Carol first becomes aware of what’s happening as a result of protestations by one of her patients (Veronica Cartwright, overacting even more brutally than she did in Kaufman’s picture) that her husband isn’t really her husband, and by the appearance of a bit of suspicious glop in Oliver’s Halloween candy. The situation quickly deteriorates as most of the population succumbs to the pandemic. But Carol, her significant other Dr. Ben Driscoll (Daniel Craig), and his research buddy Stephen Galeano (Jeffrey Wright) struggle on against the blight, with Carol desperately trying to rescue Oliver from Tucker’s clutches while staying awake herself.

“Invasion” tweaks the “Body Snatchers” conventions in a few interesting ways, but in most respects the detours it takes prove dead ends. The initial twenty minutes or so generate a real sense of unease, despite an introductory “flash forward” that doesn’t come off, but the picture quickly degenerates into a parent-and-child-fleeing-aliens scenario entirely too reminiscent of the one Kidman’s ex Tom Cruise played out only recently in “War of the Worlds,” and one that isn’t even true to its own silly rules (the play-zombie-to-escape-notice ploy is never remotely credible because of Kidman’s twitchy performance, and when Tucker and his minions pursue Carol and Oliver, they abandon their usual unemotional posture). A subplot involving Czech diplomats (Josef Sommer and Celia Weston) and their Russian friend (Roger Rees) seems utterly extraneous. And the expository techno-babble introduced to explain what’s going on defies even Wright, who has to deliver most of it, while the big car-chase finale seems entirely tacked on (as it apparently was, in Los Angeles reshoots that undermine the authenticity of earlier D.C. location footage). Worst of all, though, is the uplifting coda that effectively carries the curious message that violence and war are good things because they’re evidence of human freedom. Nobody likes the idea of all mankind being turned into pod-people, but the only sane response to this notion is “Huh?”
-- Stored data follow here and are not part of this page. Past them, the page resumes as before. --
PR #386, opened 2024-03-26
Feedback overhaul

mabruzzo:
This should be reviewed after #418 and #420 are merged

---------

This overhauls stellar feedback and makes a few tweaks to the gravity solver to make it possible to run with particles so that the particles feel self-gravity and the fluid only feels a static potential.


mabruzzo:
TODO: fix docstring of `Apply_Energy_Momentum_Deposition`

mabruzzo:
pre-commit.ci autofix

mabruzzo:
pre-commit.ci autofix

.github/workflows/compilation_checks.yml
```diff
@@ -26,7 +26,7 @@ jobs:
         make-type: [hydro, gravity, disk, particles, cosmology, mhd, dust, cooling]
         container:
           #- {name: "CUDA", link: "docker://chollahydro/cholla:cuda_github"}
-          - {name: "HIP", link: "docker://chollahydro/cholla:rocm_github"}
+          - {name: "HIP", link: "ghcr.io/cholla-hydro/cholla-rocm:sha-a08bd2c"}
```
evaneschneider, line 29: Is this intentional? For some reason I thought this had been updated elsewhere.

builds/make.type.disk
evaneschneider, line 1: Could you add a brief comment to the top line of this makefile (and the starblast) just stating the basic purpose (like in the hydro and mhd files)?

docs/sphinx/Physics/DiskModel.md
```diff
@@ -0,0 +1,323 @@
...
+
+where
+-  {math}`\Phi_{\rm dm}` corresponds to the dark matter halo  (always a static potential)
+-  {math}`\Phi_{\rm stars,old}` corresponds to older stellar populations in the disk (always a static potential)
+- {math}`\Phi_{\rm stars,young}` corresponds to the younger stellar populations (computed with self-gravity from particles)
+- {math}`\Phi_{\rm gas}` corresponds to the younger stellar populations (computed with self-gravity from particles)
+
+### Primer on Radiative Cooling
+
+At the time of writing, simulations must always be initialized with CIE cooling (cooling shuts off below 1e4 K) in order to prevent immediate of the gas disk. The current strategy for using other cooling mechanisms. After running the simulation long enough to start driving turbulence in the gas disk (commonly a few 10s of Myr), you can then restart the simulation with a different cooling recipe.
```
evaneschneider: typo: "immediate **collapse** of the..."

evaneschneider: Also the following sentence is not complete.

docs/sphinx/Physics/DiskModel.md
```diff
@@ -0,0 +1,323 @@
...
+
+### Primer on Feedback and Star Formation:
+
+In a simulation without particles, we feedback is implemented with a CGOLs like mechanism.
```
evaneschneider: This option is not actually included in this version of cholla, right? My recollection is that the CGOLS feedback code has only ever existed in branches that have not been merged into this repo, in which case, maybe we should not mention it here?

docs/sphinx/Physics/DiskModel.md
```diff
@@ -0,0 +1,323 @@
...
+:::
+
+Consider the parameterization of the potential of a Miyamoto-Nagai potential (this will be important [again](#analytic-self-gravity-estimate), shortly)
+
+:::{math}
+\Phi_{\rm MN}(R,z; M,a,b)\equiv \frac{-G M}{\sqrt{R^2 + (a + \sqrt{z^2 + b^2})^2}}.
+:::
+
+At the time of writing, we always define {math}`\Phi_{\rm stars,old}(R,z)=\Phi_{\rm MN}(R,z; M_{\rm stars}, R_{\rm stars}, z_{\rm stars})`, where {math}`R` & {math}`z` are cylindrical coordinates, {math}`R_{\rm stars}` & {math}`z_{\rm stars}` are the scale radius/height, and {math}`M_{\rm stars}` is the mass of the disk.
+
```
evaneschneider, line 101: Would it be possible in this section to give a brief description of how these parameters are set? I.e. are they hardcoded in the disk model, are they runtime parameters...?

docs/sphinx/Physics/DiskModel.md
```diff
@@ -0,0 +1,323 @@
...
+As noted in the [Schneider & Robertson 2018](https://ui.adsabs.harvard.edu/abs/2018ApJ...860..135S) , "in setting the halo gas distribution the potential is taken to be spherically symmetric." In other words, the halo gas profile uses a potential called {math}`\Phi_{\rm sph}(r) = \Phi_{\rm stars}(R=0,z=r) + \Phi_{\rm halo}(r)` (it **NEVER** includes contributions from self-gravity). We use an isentropic profile:
+
+:::{math}
+
+\rho_{\rm h}(r) = \rho_{\rm h}(r_0)\left[ 1+(\gamma - 1) \frac{\Phi_{\rm sph}(r) - \Phi_{\rm sph}(r_0)}{c_{s,{\rm h}}^2(r_0)}\right]^{1/(\gamma-1)}.
+
+:::
+
+In the above equation
+- Consequently, we define . At the time of writing, this **never** includes contributions from self-gravity. (this definition of self gravity means that we can **NEVER** achieve perfect )
```
evaneschneider: Couple missing phrases.

docs/sphinx/Physics/DiskModel.md
```diff
@@ -0,0 +1,323 @@
...
+:::
+
+Essentially we can use this to incremental rate of star-formation {math}`d{\rm SFR}` in the disk between {math}`r_{\rm cyl}` and {math}`(r_{\rm cyl} + dr_{\rm cyl}`). If we consider some duration of time (in practice set by the `t_out` runtime parameter), you can work an expected number of stars formed between  {math}`r_{\rm cyl}` and {math}`(r_{\rm cyl} + dr_{\rm cyl}`) during that duration. It's straight-forward to convert this function into a PDF.
+
+:::{note}
+I can definitely elaborate more -- I found the relevant notes on this topic
+:::
+
+At startup we sample this PDF to determine the {math}`r_{\rm cyl}` at which all particles are expected to form. We create star-particles at these radii and distribute the "turn-on times" from a time a little before we start the simulation until the time specified by the `tout` parameter. We use Poisson sampling to distribute these "turn-on times," to target a particular SFR. 
+
```
evaneschneider, line 366: Similar comment here about how the SFR is set. Is this a runtime parameter, or hardcoded somewhere?

docs/sphinx/Physics/Feedback.md
```diff
@@ -1,9 +1,168 @@
...
+
+:::{note}
+While this "sequencing" solution isn't very "physical," it only makes a practical difference when stencils overlap.
+If it is coming into play frequently in a given simulation, we may want to consider alternatives, like shorter timesteps or subcycling (after all, the probability that 2 nearby star clusters would have a supernova at exactly the same time is extremely low)
+:::
+
+The main alternative that we could revisit is implementing the method prescriptions as atomic operations. If we want to adopt this solution in the future, there are a number of important considerations that need to be addressed in the future. These details are highlighted under the collapsible tag
+
+
+#### ASIDE: Important considerations for atomic "conflict-resolution"
```
evaneschneider, line 67: Is this supposed to be collapsible?

docs/sphinx/Physics/DiskModel.md
mabruzzo: Fixed

docs/sphinx/Physics/DiskModel.md
mabruzzo: Yes. I think so. (It wasn't clear to me back when I first wrote these docs)

docs/sphinx/Physics/Feedback.md
mabruzzo: Good catch. The section was originally collapsible on the GitHub wiki.

With the switch to sphinx, we lost the ability to do that (so I just discuss things in the next subsection). We could probably find a sphinx extension to do that (but it may not be worth doing).

docs/sphinx/Physics/DiskModel.md
mabruzzo: Its hardcoded. I added a brief description

docs/sphinx/Physics/DiskModel.md
mabruzzo: Its hardcoded (I added a description)

docs/sphinx/Physics/DiskModel.md
```diff
@@ -0,0 +1,335 @@
...
+:::{math}
+
+\Phi_{\rm tot} = \Phi_{\rm dm} + \Phi_{\rm stars,old} + \Phi_{\rm stars,young} + \Phi_{\rm gas}
+:::
+
+where
+-  {math}`\Phi_{\rm dm}` corresponds to the dark matter halo  (always a static potential)
+-  {math}`\Phi_{\rm stars,old}` corresponds to older stellar populations in the disk (always a static potential)
+- {math}`\Phi_{\rm stars,young}` corresponds to the younger stellar populations (computed with self-gravity from particles)
+- {math}`\Phi_{\rm gas}` corresponds to the younger stellar populations (computed with self-gravity from particles)
```
evaneschneider:
```suggestion
- {math}`\Phi_{\rm gas}` corresponds to the gas disk (computed with self-gravity from particles)
```

docs/sphinx/Physics/DiskModel.md
```diff
@@ -0,0 +1,335 @@
...
+This configuration has not been tested for quite a while in the dev branch.
+:::
+
+:::{caution}
+At the time of writing, the logic modelling the static potential is duplicated between the initial conditions and the source-term calculation.
+It is the user's responsibility to ensure that consistent models of the potential are used in both parts of the code.
+:::
+
+2. Normal Self Gravity
+  - use the self-gravity module to model full gravitational potential while updating timesteps.
```
evaneschneider:
```suggestion
  - use the self-gravity module to model the full gravitational potential while updating timesteps.
```

docs/sphinx/Physics/DiskModel.md
```diff
@@ -0,0 +1,335 @@
...
+All configurations of the idealized Galaxy Simulations:
+- currently assume that you are using a static Gravitational Potential produced by 2 components: (i) component contributed by older stellar populations {math}`\Phi_{\rm stars-old}` and (ii) a component contributed by dark matter in the halo, {math}`\Phi_{\rm halo}`.
+- use these potentials for initializations and for evolving the simulation over a timestep.
+
+:::{important}
+[As we noted above](#configurations), when using the standalone Static-Gravity module, the logic implementing the static potential is duplicated between the initial conditions and the source-term calculations; it's the user's responsibility to ensure logic remains consistent in both parts of the code. 
+This is **NOT** a concern when using the Self-Gravity module
+:::
+
+Consider the parameterization of the potential of a Miyamoto-Nagai potential (this will be important [again](#analytic-self-gravity-estimate), shortly)
```
evaneschneider:
```suggestion
Consider the parameterization of a Miyamoto-Nagai potential (this will be important [again](#analytic-self-gravity-estimate), shortly)
```

docs/sphinx/Physics/DiskModel.md
```diff
@@ -0,0 +1,335 @@
...
+At the time of writing, we always define {math}`\Phi_{\rm stars,old}(R,z)=\Phi_{\rm MN}(R,z; M_{\rm stars}, R_{\rm stars}, z_{\rm stars})`, where {math}`R` & {math}`z` are cylindrical coordinates, {math}`R_{\rm stars}` & {math}`z_{\rm stars}` are the scale radius/height, and {math}`M_{\rm stars}` is the mass of the disk.
+Currently, these values are hardcoded where we initialize the `ClusteredDiskGalaxy` struct that holds the Milky Way properties (in {repository-file}`src/model/particles/disk_galaxy.cu`).
+
+At the time of writing, {math}`\Phi_{\rm dm}` is always assumed to be an NFW profile, or
+
+:::{math}
+\Phi_{\rm dm}(r) = \frac{-G M_{\rm vir}}{r[\ln(1+c) - c/(1+c)]}\ \ln \left(1 +\frac{r}{R_{\rm dm}}\right),
+:::
+
+where {math}`r=\sqrt{R^2+z^2}` is radius in spherical coordinates, {math}`M_{\rm vir}` is the dark matter mass, {math}`c` is halo concentration, and {math}`R_{\rm dm}` is the scale length of the halo.
```
evaneschneider, line 108: Could you also add where these values are set?

docs/sphinx/Physics/DiskModel.md
```diff
@@ -0,0 +1,335 @@
...
+- more importantly: {math}`\hat{\Phi}_{\rm gas,disk}(R,z)` includes the contributions to the gravitational potential from material outside of the simulation domain (if that sounds "wrong" to you, that's becomes most of your physical intuition comes from spherical symmetry).
+
+## Gas Initial Conditions
+
+The ``"Disk_3D"`` and ``"Disk_3D_particles"`` initial conditions will both initialize the gas disk. Both cases initialize an isothermal gas disk within a halo. The latter also subsequently initializes particles.
+
+Cholla offers machinery to setup an idealized galaxy simulation. Specifically, it initializes properties a gas disk inside of gas halo. The conditions broadly match the description provided by  [Schneider & Robertson 2018](https://ui.adsabs.harvard.edu/abs/2018ApJ...860..135S) (there are some extensions when using self-gravity).
+
+Ideally, we our initial conditions would be in hydrostatic equilibrium (i.e. the properties of a simulation would not change if we hit "go"). For a handful of reasons, we can't actually achieve initial conditions a handful of reasons (related to the gas in the halo and the boundary conditions), but we pick ICs that are stable.
```
evaneschneider:
```suggestion
Ideally, our initial conditions would be in hydrostatic equilibrium (i.e. the properties of a simulation would not change if we hit "go"). For a handful of reasons, we can't actually achieve perfectly hydrostatic initial conditions (related to the gas in the halo and the boundary conditions), but we pick ICs that are stable.
```

docs/sphinx/Physics/DiskModel.md
```diff
@@ -0,0 +1,335 @@
...
+
+:::{math}
+
+\Sigma_{\rm SFR}(R) = a * \Sigma_{{\rm gas},0}^{k_s} * \exp(-r_{\rm cyl} / R_{\rm gas-scale-length}).
+:::
+
+Essentially we can use this to incremental rate of star-formation {math}`d{\rm SFR}` in the disk between {math}`r_{\rm cyl}` and {math}`(r_{\rm cyl} + dr_{\rm cyl}`). If we consider some duration of time (in practice set by the `t_out` runtime parameter), you can work an expected number of stars formed between  {math}`r_{\rm cyl}` and {math}`(r_{\rm cyl} + dr_{\rm cyl}`) during that duration. It's straight-forward to convert this function into a PDF.
+
+:::{note}
+I can definitely elaborate more -- I found the relevant notes on this topic
```
evaneschneider: Given the questions that arose the other day, I think that might be a good idea.

docs/sphinx/Physics/Feedback.md
```diff
@@ -1,9 +1,168 @@
...
+1. **Thermal Energy, Momentum, and Mass injection:** in practice this isn't any more complex than the last case (the same strategy applies)
+2. **Dynamically adjusting the prescription based on local conditions:** theoretically you can determine the kind of prescription each particle will use first, and then apply the same procedure that was used in the last 2 cases. In practice, this may not be sensible (e.g. if deciding between resolved vs unresolved)
+3. **Prescriptions that can average values within stencils in addition to injections:** I don't think there is a robust, straight-forward way to make this work with atomics (that also scales to arbitrarily complex scenarios)
+
+(SNe-Prescription-Descriptions)=
+## Prescription
+
+This section describe's the actual prescriptions. First we offer some broad background context. Then, we offer a high-level description of the available prescriptions. Subsequently, we provide additional detail about the stencils that are actually used and the magnitudes of the injected quantities.
```
evaneschneider:
```suggestion
This section describes the actual prescriptions. First we offer some broad background context. Then, we offer a high-level description of the available prescriptions. Subsequently, we provide additional detail about the stencils that are actually used and the magnitudes of the injected quantities.
```

docs/sphinx/Physics/Feedback.md
```diff
@@ -1,9 +1,168 @@
...
+    Unresolved feedback uses a legacy 27-cell stencil based on CiC Interpolation (i.e. the stencil is effectively a cube)
+  - **IMPORTANT:** please see the description of the momentum stencil before you pick this choice.
+- {par:param}`feedback.sn_model` = `"legacyAlt"`
+  - kind: hybrid
+  - stencil: - stencil: resolved feedback uses standard 8-cell Cloud-in-Cell (it's **exactly** like `"resolvedCiC"`). Unresolved feedback uses a spherical 27-cell stencil, with supersampling to calculate overlap
+  - **EXPERIMENTAL:** (this is probably a better choice that `"legacy"` since the momentum-stencil is better defined)
+
+:::{todo}
+We may want to drop a few unneeded models, and rename some options
+:::
```
evaneschneider, line 128: Agreed. At the very least I think we can drop 'legacy' altogether, and I'd suggest renaming legacyAlt to something more descriptive like 'hybrid'. Your tests demonstrated that legacy alt worked better than legacy, right?

docs/sphinx/Physics/Gravity.md
```diff
@@ -16,33 +34,125 @@ Static gravity is activated using the ```STATIC_GRAV``` macro, and is used in se
...
+In addition to static gravity, Cholla has an FFT-based self gravity solver.
+Only one or the other may be used.
+The self-gravity solver is turned on with the ``GRAVITY`` macro in the makefile.
+The default behavior in the [make.type.gravity](https://github.com/cholla-hydro/cholla/blob/dev/builds/make.type.gravity) build (and builds that depend on it) is also to turn on the ``GRAVITY\_GPU`` macro, which ensures that gravity fields reside on the GPU (required for gpu-based MPI communications), and the ```PARIS``` macro, which specifies that the Poisson solve will be carried out on the GPU by the cuFFT or rocFFT libraries.
```
evaneschneider:
```suggestion
The default behavior in the [make.type.gravity](https://github.com/cholla-hydro/cholla/blob/dev/builds/make.type.gravity) build (and builds that depend on it) is also to turn on the ``GRAVITY_GPU`` macro, which ensures that gravity fields reside on the GPU (required for gpu-based MPI communications), and the ```PARIS``` macro, which specifies that the Poisson solve will be carried out on the GPU by the cuFFT or rocFFT libraries.
```

docs/sphinx/Physics/Gravity.md
```diff
@@ -16,33 +34,125 @@ Static gravity is activated using the ```STATIC_GRAV``` macro, and is used in se
...
+Instead of requiring periodic boundaries, this variant requires the following boundary conditions:
+    1. {math}`{\bf g}({\bf x}_{\rm bound}) = {\bf 0}`, or equivalently {math}`{\bf \nabla} \phi \rvert_{{\bf x}_{\rm bound}} = {\bf 0}`
+    2. {math}`\rho({\bf x}_{\rm bound}) = 0`, or equivalently {math}`\nabla^2\phi\rvert_{{\bf x}_{\rm bound}} = 0`
+    While this modified-scheme no longer requires periodic boundary conditions, it clearly is **NOT** the full solution (only pathological scenarios can satisfy condition 1).
+
+2) **A static estimate for the gravitational potential produced by {math}`\rho_{\rm tot}`**: In more detail, we actually need a static estimate for the density-potential pair
+   - Added context: in case you aren't familiar with the concept, every valid gravitational potential profile is associated with a unique density profile. Thus we describe the pair of profiles as a "density-potential" pair [^density-potential-pair]
+   - Let's call refer denote these quantities as {math}`\rho_{\rm estimate}({\bf x})` and {math}`\phi_{\rm estimate}({\bf x})`
```
evaneschneider:
```suggestion
   - Let's call these quantities {math}`\rho_{\rm estimate}({\bf x})` and {math}`\phi_{\rm estimate}({\bf x})`
```

docs/sphinx/Physics/Gravity.md
```diff
@@ -16,33 +34,125 @@ Static gravity is activated using the ```STATIC_GRAV``` macro, and is used in se
...
+If {math}`{\bf \nabla} \phi_{\rm estimate}` isn't a good estimate for {math}`{\bf \nabla} \phi_{\rm tot}` at the boundaries **OR**  {math}`\rho_{\rm estimate}` isn't a good estimate for {math}`\rho_{\rm tot}`, then the artifacts and inaccuracies will be introduced into the solution
+:::
 
-```GRAVITY_ANALYTIC_COMP```: Add an analytic component to the gravitational potential. As of 10-27-2023, this is hard-coded to a Milky Way galaxy model in the function `Setup_Analytic_Potential` from [gravity_functions.cpp](https://github.com/cholla-hydro/cholla/blob/dev/src/gravity/gravity_functions.cpp). 
 
-```PARIS_3PT```: Use a 3-point gradient for the divergence operator approximation in Paris (default behavior is to use a spectral method)
+## Support for Problem-types with Non-Periodic Boundaries
 
-```PARIS_5PT```: Use a 5-point gradient for the divergence operator approximation in Paris
+Currently, the only scenario that Cholla supports with non-periodic boundaries is idealized Galaxy simulations without.
```
evaneschneider:
```suggestion
Currently, the only scenario that Cholla supports with non-periodic boundaries is idealized Galaxy simulations.
```

docs/sphinx/Physics/Gravity.md
```diff
@@ -16,33 +34,125 @@ Static gravity is activated using the ```STATIC_GRAV``` macro, and is used in se
...
 
-```PARIS_GALACTIC```: Use the Paris Poisson solver on a domain with analytic boundaries set to match the selected model in the DiskGalaxy class. As of 10-27-2023, this is hard-coded to a Milky Way galaxy model in the function `Compute_Gravitational_Potential` from [gravity_functions.cpp](https://github.com/cholla-hydro/cholla/blob/dev/src/gravity/gravity_functions.cpp) and in `Compute_Potential_Isolated_Boundary` from [gravity_boundaries.cpp](https://github.com/cholla-hydro/cholla/blob/dev/src/gravity/gravity_boundaries.cpp).
+At the time of writing, current density-potential pairs used in these problems currently have some **minor** "flaws:"
```
evaneschneider:
```suggestion
At the time of writing, current density-potential pairs used in these problems have some **minor** "flaws:"
```

docs/sphinx/Physics/Gravity.md
```diff
@@ -16,33 +34,125 @@ Static gravity is activated using the ```STATIC_GRAV``` macro, and is used in se
...
 
-```PARIS_GALACTIC_5PT```: Same as above but for the analytic boundary version
+[^1]: In more detail, we use the fairly standard second-order cloud-in-cell (CIC) interpolation technique to distribute the particle mass onto the field. This total density field is the primary input for this solver.
 
-```PARIS_GALACTIC_TEST```: Turn on to test whether Paris returns the same gravitational potential as the SOR solver. Doesn't work with GRAVITY_GPU, should probably be deprecated.
+[^negative-density]: If you are still struggling to wrap your head around this, it may be instructive to recall the parallels with electrostatics. In that context, Poisson's equation, with physical different constants, relates electrostatic potential and charge density (which can be negative).
 
-## Self Gravity: SOR based
-To-do: Describe the SOR solver
+[^density-potential-pair]: For the uninitiated, a given density profile always has a unique gravitational potential (modulo a constant offset in the potential).  Some simple examples of well known potential pairs include:
```
evaneschneider: Missing examples here? Or are the last two floating bullet points on the page supposed to be associated with this footnote?

docs/sphinx/Reference/param/Feedback.md
```diff
@@ -0,0 +1,57 @@
...
+
+:::{par:parameter} feedback.sn_rate
+
+:Summary: Specifies the kind of supernova rate
+:Type: {par:typefmt}`str`
+:Default: `"table"`
+
+When `"table"` (the default value) is specified, Cholla determines the rate from a table.
+`"immediate_sn"` schedules a single supernova to occur, immediately after the simulation starts.
+More details are provided ({ref}`here <general-SNe-rate>`
```
evaneschneider:
```suggestion
More details are provided {ref}`here <general-SNe-rate>`.
```

docs/sphinx/Physics/Gravity.md
mabruzzo: They are indeed. It's unfortunate that they don't render properly. I guess it's an issue related to the markdown parser (it would have worked with restructured text).

I'll rework them so that they are part of a single paragraph (and there aren't bullets).

.github/workflows/compilation_checks.yml
mabruzzo: While we generated the new docker image a while back, we haven't actually been using it (we only started needing it for this PR)

src/feedback/stencil.h
```diff
@@ -0,0 +1,937 @@
...
+  // we are intentionally using integer division to speed up the next line
+  // NOLINTNEXTLINE(bugprone-integer-division)
+  const Real l_offset = ((CellsPerDiameter % 2) == 0) ? CellsPerDiameter / 2 : 0.5 * CellsPerDiameter;
+
+  // Step 1: along each axis, identify the integer-index of the leftmost cell covered by the stencil.
+  const int leftmost_indx_x = int(pos_indU[0] - l_offset);
+  const int leftmost_indx_y = int(pos_indU[1] - l_offset);
+  const int leftmost_indx_z = int(pos_indU[2] - l_offset);
+
+  static_assert(CellsPerDiameter == 2);  // this is temporary!
```
evaneschneider: What does the temporary comment mean here?

evaneschneider:
Okay, I finally made it through the whole PR! Thanks for addressing all my previous comments. I think once the merge conflicts are sorted, this will be ready to merge.

src/feedback/stencil.h
mabruzzo: I'll remove that

mabruzzo: That was from debugging

docs/sphinx/Physics/DiskModel.md
mabruzzo: This is now addressed in PR #524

No one in the cast distinguishes himself, with Kidman failing as badly as Cruise did to connect emotionally, the pre-Bond Craig coming across as colorless and bland, Northam appearing all to convincingly wooden, and Wright wasted (in his final scene he looks understandably disgusted)—all of which makes for a decidedly inauspicious Hollywood debut for director Oliver Hirschbiegel (the excellent “Downfall”). In fact, the best performance is given by young Bond, who gives Oliver a degree of sweetness and spunk sorely needed here, especially in view of the cold, antiseptic look of the film accentuated by Rainer Klausmann’s gray, metallic cinematography. Klausmann also opts for odd, off-kilter camera angles that, when joined with Joel Negron and Hans Funck’s blunt-force trauma editing (complete with whiplash montages and flamboyant flashbacks), aim for a disorienting effect that comes off more confused and messy than pleasurably unsettling. (In fairness to Hirschbiegel, Klausmann and writer David Kajganich, it should be noted that the studio took over “The Invasion” and ordered substantial reshooting and re-editing prior to release. Their original cut might have been more interesting.)

On the other hand, John Ottman’s score is genuinely distinctive, adding some abrasive energy to the proceedings without becoming overbearing about it. That means you might consider buying a soundtrack CD. A ticket to “The Invasion,” however, is an entirely different matter.